[Study material — start]
PR #1119, opened 2021-10-20
Clarify that Graphic UI apps open automatically

wrobelda:
UI is too vague – after all, CLI is also a UI. What you mean here is that *GUI* apps open automatically inside the desktop.


Chuxel:
Fair enough. Thanks!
[Study material — finish]
◆ Work item: Reproduce the lines word for word, starting at the one holding "UI is too vague" and ending at the final line of the material above.

◆ Written reply:
UI is too vague – after all, CLI is also a UI. What you mean here is that *GUI* apps open automatically inside the desktop.


Chuxel:
Fair enough. Thanks!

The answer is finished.